The second problem is that the analogy Professor Cole uses here is entirely wrong. I cannot grab an unconvicted murderer off the streets and lynch him because I live in a state with positive laws and a system of justice to enforce them. A far more accurate analogy to international law and Iraq would be shipwreck survivors stranded on a deserted island who have agreed on a basic standard of conduct – however there is no authority to enforce or strictly define these standards. One of the survivors proves to be repeatedly violent, menacing and a danger to everyone else so after several ” close calls ” with the thug, I pick up a rock and bash in his skull before he can do anyone further harm. Have I committed an act of murder or an intelligent and necessary act of self-defense ?

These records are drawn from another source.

PR #209, opened 2025-01-06
Include send to pubkey condition in payment request

davidcaseria:
Include an optional way to request a payment locked to a specified public key.

Implementations:
 - [x] [CDK](https://github.com/cashubtc/cdk/pull/526)

PR #204, opened 2024-12-23
Added x-cashu method to NUT-18

Egge21M:
This adds a new method to NUT-18, that allows payment requests to be used with the X-Cashu protocol. This is an attempt to standardize the flow around x-cashu further, to enable interoperability between protected endpoints and wallets.

PR #243, opened 2025-03-26
NUT-18: Add optional P2PK options and transport field

callebtc:
Introduce optional `p2pk` options for specifying P2PK locking parameters in payment requests. Make the `transport` field optional to allow for in-band payment assumptions.

Supersedes and closes #204 
Supersedes and closes #209

Todo:
- [x] use `base64_urlsafe` in encoding example

### DIFF
--- a/18.md
+++ b/18.md
@@ -123,7 +123,7 @@ Here, `id` is the payment id (corresponding to `i` in request), `memo` is an opt
 
 The payment request is serialized using CBOR, encoded in `base64_urlsafe`, together with a prefix `creq` and a version `A`:
 
-`"creq" + "A" + base64(CBOR(PaymentRequest))`
+`"creq" + "A" + base64_urlsafe(CBOR(PaymentRequest))`
 
 ### Example
 
--- a/18.md
+++ b/18.md
@@ -43,9 +43,10 @@ Here, the fields are
 
 ## Payment parameters
 
-The payment request can include *optional* locking conditions the payee requires from the payer. For example, the payee might require a P2PK-locked token so that they can receive payments offline. 
+The payment request can include _optional_ locking conditions the payee requires from the payer. For example, the payee might require a P2PK-locked token so that they can receive payments offline.
 
 ### P2PK
+
 The `p2pk` field contains the `P2PKOption` object that specifies the payees requested [NUT-11][11] P2PK locking options. Its elements are derived from the supported [Tags][11-tags] for P2PK locks. The `P2PKOption` read:
 
 ```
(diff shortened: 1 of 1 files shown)


18.md
```diff
@@ -38,11 +39,35 @@ Here, the fields are
...
+
+The payment request can include _optional_ locking conditions the payee requires from the payer. For example, the payee might require a P2PK-locked token so that they can receive payments offline.
+
+### P2PK
+
+The `p2pk` field contains the `P2PKOption` object that specifies the payees requested [NUT-11][11] P2PK locking options. Its elements are derived from the supported [Tags][11-tags] for P2PK locks. The `P2PKOption` read:
+
+```
+{
+  "pubkeys": Array[str],
```
thesimplekid, line 54: Question on the pubkeys we don't have a `num_sigs` here so if multiple pubkeys are defined any of them can but used or should all of them be used and it should be 1 of n?

callebtc: Forgot num_sigs! Thank you. Should've included all tags.

thesimplekid:
cdk: https://github.com/cashubtc/cdk/pull/699

gudnuf:
Could this be changed to more generally define NUT-10 secrets? Instead of extending NUT-18 every time a new spending condition is introduced, could payment requests have a `nut10` option where `NUT10Option` is something like:

```json
{
   "kind": <str>,
   "data": <str>,
   "tags": [[ "key", "value1", "value2", ...],  ... ], // (optional)}
}
```
For p2pk this is more verbose, but it would allow requests to ask for proofs locked to any condition that follows NUT-10.

gudnuf:
> > Could this be changed to more generally define NUT-10 secrets? Instead of extending NUT-18 every time a new spending condition is introduced, could payment requests have a `nut10` option where `NUT10Option` is something like:
> > ```json
> > {
> >    "kind": <str>,
> >    "data": <str>,
> >    "tags": [[ "key", "value1", "value2", ...],  ... ], // (optional)}
> > }
> > ```
> 
> Not a bad idea, worth considering IMO.

I opened #248 with this proposed change and implemented in cashu-ts: https://github.com/cashubtc/cashu-ts/pull/285

thesimplekid:
> I think with the changes proposed by @gudnuf this LGTM. We can then move to discuss the exact structure of it in NUT-11

I agree doing it this way will prevent having to update the nut in the future for other conditions ie htlc

thesimplekid:
We can close this for https://github.com/cashubtc/nuts/pull/248 right?

Egge21M:
> We can close this for https://github.com/cashubtc/nuts/pull/248 right?

#248 is a branch of this. We can change target or merge it into this PR

gudnuf:
> > We can close this for #248 right?
> 
> #248 is a branch of this. We can change target or merge it into this PR

I just changed the branch for 248 to target main, so I'll close this... don't shoot ✋😮🤚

Most of what passes for ” International Law ” are simply arguable moral claims advanced by interested parties. The most solidly ” legal ” core of international law is considered binding because nations-states have agreed almost universally to restrict themselves with certain provisions out of self-interest. Enforcement comes only in the cases of the most egregious violations when the moral outrage of the world can be coupled with the selfish interests of the great powers to intervene. That is about the best we can expect from such a system and if ardent advocates of International Law Theory get their way, we won’t even have that much.

International law is best taken with a healthy dose of common sense. Did the nature of Saddam’s regime morally justify intervention ? Of course it did. Do we have the resources to intervene everywhere else all at once ? Of course not but we can take opportunities to act where interest, morality and reality coincide.